For this exercise, reproduce the entries below exactly, but only from the line containing "private string _subtitleHash;" through the line containing "I will let it be for now :)", both included.

__DATA PROVIDED__:
%%
PR #482, opened 2015-01-31
Minor corrections + Translation updates

xylographe:
[2] BatchConvertOptions moved because the Dutch FixCommonErrors text needed one more pixel. Else, it ‘disturbs’ the [Settings] button to the right of it.


niksedk:
Nice stuff :)

PR #487, opened 2015-02-02
New Unicode chars added [Normalize no Unicode Subtitle]

ivandrofly:


src/Forms/Main.cs
```diff
@@ -3045,11 +3045,31 @@ private DialogResult SaveSubtitle(SubtitleFormat format)
...
+                    allText = allText.Replace("\uFF1A", defColon); // ： Fullwidth Colon (\uFF1A)
+                    allText = allText.Replace("\uF313", defColon); // ︓ Presentation Form for Vertical Colon (\uF313)
+
+                    // Others
                     allText = allText.Replace("…", "...");
                     allText = allText.Replace("♪", "#");
                     allText = allText.Replace("♫", "#");
+
+                    // Spaces
+                    allText = allText.Replace("\u00A0", " "); // No-Break Space
```
ivandrofly: I'm confused for this one, should we keep it like this our replace it with empty string? /cc @niksedk

niksedk: I guess that the "zero width" spaces should be replaced with string.Empty, right?

ivandrofly:
Done. @niksedk

PR #490, opened 2015-02-04
Added new method to update fix status + minor Refact

ivandrofly:


src/Forms/FixCommonErrors.cs
```diff
@@ -2654,20 +2633,19 @@ private void DialogsOnOneLine()
             for (int i = 0; i < Subtitle.Paragraphs.Count; i++)
             {
                 Paragraph p = Subtitle.Paragraphs[i];
-                string oldText = p.Text;
-                var text = FixCommonErrorsHelper.FixDialogsOnOneLine(oldText, language);
```
niksedk: FixCommonErrorsHelper.FixDialogsOnOneLine(oldText, language) is actually much faster than the AllowFix...

ivandrofly: I think since its going to be run even after FixCommonErrorsHelper.FixDialogsOnOneLine(..., ...) why not run it first to check if it should proceed or not

niksedk: Ah, yes - perhaps the "if (AllowFix(p, fixAction) && oldText != text)" asked about oldText first?

ivandrofly: :+1:

PR #500, opened 2015-02-07
Various refact commits

xylographe:
[1] These Visible props are not set anywhere else.

[2] Same, but these are not the result of commit 1eddc4e. Lines commented out, not removed. Perhaps, you were planning to use them elsewhere later?


ivandrofly:
:+1:  /cc @niksedk

xylographe:
Rebased.

PR #514, opened 2015-02-10
UpdateLanguageFiles / LanguageDeserializer

xylographe:


xylographe:
Adjusted and rebased.

PR #520, opened 2015-02-12
Increase efficiency with XmlReaderSettings (LanguageDeserializer)

xylographe:
According to [this test](https://gist.github.com/xylographe/1f8d736ff311365a8ef6), ignoring whitespace nodes in the reader would be _slightly_ more efficient than ignoring them in the while-loop. But, perhaps, not enough to justify the extra ‘clutter’?

### DIFF
--- a/src/Logic/LanguageDeserializer.cs
+++ b/src/Logic/LanguageDeserializer.cs
@@ -19,7 +19,9 @@ namespace Nikse.SubtitleEdit.Logic
             var stream = new FileStream(fileName, FileMode.Open, FileAccess.Read, FileShare.ReadWrite);
             var language = new Language();
 
-            using (XmlReader reader = XmlReader.Create(stream))
+            using (XmlReader reader = XmlReader.Create(stream, new XmlReaderSettings {
+                   IgnoreWhitespace = true, IgnoreProcessingInstructions = true, IgnoreComments = true,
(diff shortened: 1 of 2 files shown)


src/Logic/LanguageDeserializer.cs
```diff
@@ -19,7 +19,8 @@ public static Language CustomDeserializeLanguage(string fileName)
             var stream = new FileStream(fileName, FileMode.Open, FileAccess.Read, FileShare.ReadWrite);
             var language = new Language();
 
-            using (XmlReader reader = XmlReader.Create(stream))
+            using (XmlReader reader = XmlReader.Create(stream, new XmlReaderSettings() {
+                   IgnoreWhitespace = true, IgnoreProcessingInstructions = true, IgnoreComments = true, CloseInput = true }))
```
niksedk: Cool, this seems slightly faster: 
'using (XmlReader reader = XmlReader.Create(stream, new XmlReaderSettings { IgnoreWhitespace = true, IgnoreProcessingInstructions = true, IgnoreComments = true, DtdProcessing = DtdProcessing.Ignore, CheckCharacters = false }))'

xylographe: Thx, Nikolaj.
Updated.

PR #530, opened 2015-02-14
Bug fixed in Spellcheck + Minor refact

ivandrofly:
All ***http*** will automatically be changed to uppercase (***HTTP***).
This is Safe /cc @niksedk

### DIFF
--- a/src/Forms/SpellCheck.cs
+++ b/src/Forms/SpellCheck.cs
@@ -1009,7 +1009,6 @@ namespace Nikse.SubtitleEdit.Forms
 
             LoadDictionaries(dictionaryFolder, dictionary);
 
-
             _currentIndex = 0;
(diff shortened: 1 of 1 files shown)


src/Forms/SpellCheck.cs
```diff
@@ -696,22 +695,19 @@ private void PrepareNextWord()
                             }
                             else
                             {
-                                if (_currentWord.ToUpper() != "LT'S" && _currentWord.ToUpper() != "SOX'S") //TODO: get fixed nhunspell
+                                if (_currentWord.ToUpper() != "LT'S" && _currentWord.ToUpper() != "SOX'S" && !_currentWord.ToUpper().StartsWith("HTTP", StringComparison.Ordinal)) //TODO: get fixed nhunspell
```
ivandrofly: The problem was here

niksedk:
cool, nice catch!

PR #536, opened 2015-02-16
Fix/tags bold under line

ivandrofly:


src/Logic/Utilities.cs
```diff
@@ -505,7 +505,9 @@ public static string AutoBreakLineMoreThanTwoLines(string text, int maximumLineL
                         s = ReInsertHtmlTags(s, htmlTags);
                         s = s.Replace(" " + Environment.NewLine, Environment.NewLine);
                         s = s.Replace(Environment.NewLine + " ", Environment.NewLine);
-                        s = s.Replace(Environment.NewLine + "</i>", "<i>" + Environment.NewLine);
```
ivandrofly: Possible bug /cc @niksedk

niksedk:
nice catch :)

PR #1265, opened 2015-09-09
Update + Fix

ivandrofly:
/cc @niksedk


ivandrofly:
> It's not already visible but I think it's correct anyway as subtitle2 is not loaded...

:+1:

PR #1267, opened 2015-09-09
[HI] - Refactor

ivandrofly:


libse/Forms/RemoveTextForHI.cs
```diff
@@ -175,16 +177,17 @@ public string RemoveColon(string text)
                                     var content = line.Substring(indexOfColon + 1).Trim();
                                     if (content.Length > 0)
                                     {
+                                        newText += Environment.NewLine;
```
ivandrofly: Since it's going to be added anyway

PR #1273, opened 2015-09-12
[Internal] - Minor update

ivandrofly:


libse/Utilities.cs
```diff
@@ -2925,10 +2923,7 @@ public static Subtitle LoadMatroskaSSA(MatroskaTrackInfo matroskaSubtitleInfo, s
                             arr = arr[1].Split(new[] { ':', '.' });
                             if (arr.Length == 4)
                             {
-                                int hour;
-                                int min;
-                                int sec;
-                                int ms;
+                                int hour, min, sec, ms;
```
niksedk: I'm not too found of multi var initialization in one line (can make it harder to read IMO - especially if ppl start adding initialization values too)

ivandrofly: Ah :+1: let me remove it then ;)

ivandrofly:
Done! /cc @niksedk

PR #1290, opened 2015-09-18
Move "creation of AssemblyInfo.cs" from post-build to pre-build

xylographe:
Consistent with `libse\SubtitleEdit.csproj`.


xylographe:
Unfortunately, it still doesn't work for a blank clone.

After copying `AssemblyInfo.cs.template` to `AssemblyInfo.cs` there will be a (loosely translated from Dutch) "invalid version 3.4.8.\[REVNO]" error.

If you remove "\[REVNO]" from the template, you will have a problem with both UpdateLanguageFiles and build.bat.

Perhaps, there might be some way to let VS update the templates instead of `AssemblyInfo.cs`?
It would certainly make matters easier.

Issue #1285, opened 2015-09-17
[Linux] - SE throws expection


ivandrofly:
Was running some test on using Linux (SE portable): 

![image](http://i.imgur.com/JxiLux9.png)

niksedk:
When running the pre-compiled SubtitleEdit.exe or after compiling with Xamarin? or both?

ivandrofly:
> When running the pre-compiled SubtitleEdit.exe or after compiling with Xamarin? or both?

Pre-compiled

niksedk:
Nice to get this working :)

PR #1291, opened 2015-09-18
Work-around for issue #1285

xylographe:
Apparently, `Encoding.GetEncodings()` can return `EncodingInfo` objects that throw an exception when invoking `EncodingInfo.GetEncoding()`. Hence, accessing the `EncodingInfo.Name` property might throw an exception.


ivandrofly:
yeah I think that is the case :+1:

PR #1304, opened 2015-09-20
Added Import sub-menu

### LINKED ISSUE #1225: [UI] File menu strip
Hey @niksedk I think we should move all the **Import subtitle** option in **File** menu strip into **Import** context menu just like **Export**

what do you think?

menu

suvjunmd:
Fixes #1225


ivandrofly:
Any reason this didn't merge? @niksedk

PR #1305, opened 2015-09-21
Fix not all paragraphs showing in the audio visualizer when zoomed out

jdpurcell:
The previous code always loaded about 9 paragraphs before/after the "current" paragraph (i.e. the one at the current video position), which was usually sufficient except when zoomed out too much.

The new code figures out which paragraphs are needed to fill the whole displayed time range.

The logic for determining the "current" paragraph has been cleaned up but is pretty much the same as before. The only difference is that when no more subtitles exist after the current video position, the old code would default to the first displayed one, if present, before defaulting to the last subtitle. This didn't seem to serve any purpose so I just default to the last one. In fact, as far as I can tell, the rest of the code in the visualizer makes no distinction between current and previous/next paragraphs. It could probably all just be combined into one "displayable paragraphs" list, unless it was separated out for some other reason (optimization?).

### DIFF
--- a/libse/WaveToVisualizer.cs
+++ b/libse/WaveToVisualizer.cs
@@ -260,7 +260,7 @@ namespace Nikse.SubtitleEdit.Core
 
             PeaksPerSecond = Math.Min(Configuration.Settings.VideoControls.WaveformMinimumSampleRate, Header.SampleRate);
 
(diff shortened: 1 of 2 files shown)


niksedk:
Yes, works nicely when zoomed out :)
Previous/next paragraphs was made for performance - but there don't seem to be much difference.

PR #1311, opened 2015-09-21
[Cleanup] - Remove redundant 'This' qualification

ivandrofly:
Is it okay to do this in design forms? /cc @niksedk 

I'm planing to do some cleanup like remove redundant cast, 'This' qualification...


niksedk:
The design forms are auto-generated so I don't think we should change stuff there.

PR #1316, opened 2015-09-22
Resolve problems with UpdateAssemblyInfo

xylographe:
- new release: update template files when SE version has been bumped in VS
- building from source tarball: set build number to 9999 (no commit hash)

Auto-updating template files is necessary to allow building from tarball—the version number must be correct to be able to select translations.

Note: libSE version follows SE version, but not the other way around.


niksedk:
Almost rewritten ;)
Looks good and very close, but still fails for a blank solution for me - I think you can fix it by adding a project dependency in solution properties: libse depends on updateassembly... right?

xylographe:
\[ Fixed SE/libSE dependencies + re-based ]

Oops, I'd forgotten the dependencies.  Thank you!

However, the three scenarios I've tested also worked before, with the incorrect dependencies:
* Download ZIP-archive of this branch: new AssemblyInfo files are created with build number 9999.
* Clone my SE fork, and checkout this branch: new AssemblyInfo files are created with build/guid from repository.
* Create new release 3.4.9: templates and AssemblyInfo files are updated (correct build/guid after running `git commit -a` and `git tag 3.4.9`).

xylographe:
@niksedk If the dependency fix did not solve the problem, perhaps, the problem (SE/libSE pre-build tasks executing concurrently) can be resolved with a Mutex, as in branch [xylographe:xfix3](https://github.com/xylographe/subtitleedit/tree/xfix3)

niksedk:
Cool, now it works here too, both with and without git :)

PR #1318, opened 2015-09-23
Experimental - only re-draw when something changes

jdpurcell:
Please do not merge this! I only want to ask for your feedback.

I noticed idle CPU usage (4% on my laptop, 10% on my [old] desktop) which is caused by the forced redraws every 1/10 of a second. I guess it's not a big deal for desktop users but it could cause some extra heat / lower battery life for laptop users. So I played around with the code a bit to see if I could get rid of the forced redraws and this is a prototype that I came up with. It reduces the idle CPU usage to just about 0%.

My question is: do you think this is worth pursuing further (needs some cleanup / more testing for sure), or is it too risky with not enough benefit?

### DIFF
--- a/src/Controls/AudioVisualizer.cs
+++ b/src/Controls/AudioVisualizer.cs
@@ -80,6 +80,7 @@ namespace Nikse.SubtitleEdit.Controls
         private double _currentVideoPositionSeconds = -1;
         private WavePeakGenerator _wavePeaks;
         private Subtitle _subtitle;
+        private string _subtitleHash;
         private IEnumerable<int> _selectedIndices = Enumerable.Empty<int>();
         private bool _noClear;
         private double _gapAtStart = -1;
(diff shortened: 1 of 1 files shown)


niksedk:
If it's really easy, do it... otherwise let it be (does the current patch make working in audio wiz take a bit more cpu?)

What do you think about always showing the audio wiz - even if no waveform/spectrogram?

jdpurcell:
I will let it be for now :)

As for always showing... I guess you mean drawing all the paragraphs and stuff even if the waveform isn't loaded?  Well the first problem is how to trigger loading of the waveform.  Right now any click triggers the load, so there'd need to be a different way to do it to allow the user to interact with the paragraphs without triggering waveform load.  Also there are places in the visualizer code that need to know the length of the audio; passing in the length of the video from the media player would probably work fine as well.  I don't see any major reasons why it wouldn't work, but personally I'm not sure how useful it would be.

PR #1323, opened 2015-09-25
SubtitleListView: Enable double buffering to eliminate flickering

jdpurcell:
Demo of before/after: https://youtu.be/tP_1n0i9iR4


niksedk:
Wow, that's nice :)
The flickering has annoyed me for years...

Issue #1108, opened 2015-08-05
Alt Drag Delay in Waveform (still occur in 3.4.8?)


LeonCheung:
Regarding to my last comments in #238, which has been closed, I think it would be more appropriate to open a new issue since it is still happening, but the cause has been targeted fortunately (I hope).

NOTE:
1. This issue only seems to be more obvious **after working for some minutes**.
2. I believe I got a very high performance PC (24 thread, 32GB RAM, dual GTX680), so I think there should be nothing to do with the harware.

Please see my last comments there for more info, thank you so so so much!

niksedk:
I still cannot re-create this on any of my PCs!
Could you send me your complete settings.xml file?

Can anybody else re-create this?

LeonCheung:
@niksedk [Here](https://www.youtube.com/watch?v=fF62gAHellY) is another video (a bit long, key part is from 15:00), to show from initial setting to working on it and then targeting it. 

BTW,  at 0:15, I cannot customize shortcut for Save operator other than the default setting. Is this a finshy bug?

LeonCheung:
[Here](https://drive.google.com/file/d/0B1ojv5B6Lb-3dUp6dkJSLVpzXzQ/view?usp=sharing) is the current xml file.

LeonCheung:
P.S. I should stress that the problem will disappear after restarting SE, but it will show up again after working for a while.

Now I wonder if there is something to do with the cache or something iterated? Or, it probably about my workflow? (You see how I set S and D shortcut, which are the most commonly way I used to work on subs)

niksedk:
I've fixed a minor memory leak in the waveform (fb1710992ab27d4500b6361347aae3a00b26a638)... could you test if the problem is still there: http://www.nikse.dk/SubtitleEdit.zip (or github source)

LeonCheung:
Hi, First, thank you very much for not forgetting this issue! :P 

After a hard testing on a 30 minutes sub work, I didn't see any obvious fix on this particular one.

Well, there still might be kinda memory leak things existing (since this issue becomes obvious ONLY after working for quite a while), I still believe the key problem appears fairly related to the Syntax coloring rule(s), especially the last checkbox **"Color tme code overlap"**. Because things will go extremely smooth after toggling it off. Would you please take more look into that aspect? I think the suspect was hiding there. :)

Steps to repeat the issue:

1. Use a long-enough sub file, make sure the minimum gap between lines is **1 milisecond**.
[...]

PR #1330, opened 2015-09-26
Fix for issue #1108

jdpurcell:
The main fix is just removing one line that causes the NumericUpDownDurationValueChanged event to get wired up multiple times.

Before I found that problem, I noticed that it seemed to be masked by avoiding changing the text in the warning labels so frequently.  Basically it was an optimization that reduced the symptoms of the problem.  Since it is more efficient, I decided to include it in the patch as well. (EDIT: I figured out why it works. In Control's Text property setter there's logic like "if (value == Text) return;". By setting the text to string.Empty and then the actual value later, it effectively bypassed that logic.)


niksedk:
Good fix :)

PR #1343, opened 2015-10-01
Waveform - show actual peak values

jdpurcell:
I was playing with another subtitle editor program and noticed that in its waveform display it was much easier to notice where the quiet/loud parts were. Curious how it worked, I read through the source code and found that for each "column" (1 pixel wide area) it displays, it scans through a range of audio samples corresponding to that time slice, finds the minimum and maximum samples, and then draws a vertical line from a point representing the minimum to a point representing the maximum.

And then of course I had to implement it in Subtitle Edit :smile:.

Notes:
* Although it is backwards compatible with the peak files written by previous versions, you will not get the full benefit of the new code unless you re-generate the peaks. **So please clear your old waveforms folder before trying it out!**
* There is some performance impact when generating the peaks, since it now has to scan through all the samples. That said, it's still quite fast, and I think it's worth it for the improved usefulness of the waveform. To give you an example, it took ~450 ms to scan through 10 minutes of audio, vs. the old code's ~40 ms. That's still not much compared to the ~10 seconds it took to extract the audio or the spectrogram generation time.

Other changes:
* Rounding fix to the spectrogram drawing code (results in slightly better alignment).
* Ctrl+0 shortcut key in the audio visualizer to reset to 100% zoom.
* Some code cleanups (e.g. spectrogram drawing / loading).

Before:
before2

After:
after2

### DIFF
--- a/libse/WaveToVisualizer.cs
+++ b/libse/WaveToVisualizer.cs
@@ -3,6 +3,7 @@ using System.Collections.Generic;
 using System.Drawing;
 using System.Globalization;
 using System.IO;
+using System.Linq;
 using System.Text;
 using System.Threading.Tasks;
 using System.Xml;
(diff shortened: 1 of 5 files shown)


jdpurcell:
During testing I also noticed that "seek silence" and "guess time codes" didn't work. These were both pre-existing bugs from before I changed the code. I've now fixed them both; the commit is included in this pull request.

I've also tested my other changes thoroughly and am confident that everything is safe.

niksedk:
Some very nice fixes :)  

I tested drawing the waveform like this earlier (in two ways - use higher sample rate or just draw vertical line for each x). The reason it did not use it was performance - but I'll test your version tomorrow (Git for windows is troublesome atm). It does look better...

niksedk:
Does take a while to generate... but the drawing/working performance is the same :)
Perhaps the default green and red are a bit too intense now - what do you think?

jdpurcell:
The red especially is a bit intense... it doesn't look terrible though. I can play around with it later and see if I can figure out some more pleasant colors.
%%
__ANSWER SECTION__:
+        private string _subtitleHash;
         private IEnumerable<int> _selectedIndices = Enumerable.Empty<int>();
         private bool _noClear;
         private double _gapAtStart = -1;
(diff shortened: 1 of 1 files shown)


niksedk:
If it's really easy, do it... otherwise let it be (does the current patch make working in audio wiz take a bit more cpu?)

What do you think about always showing the audio wiz - even if no waveform/spectrogram?

jdpurcell:
I will let it be for now :)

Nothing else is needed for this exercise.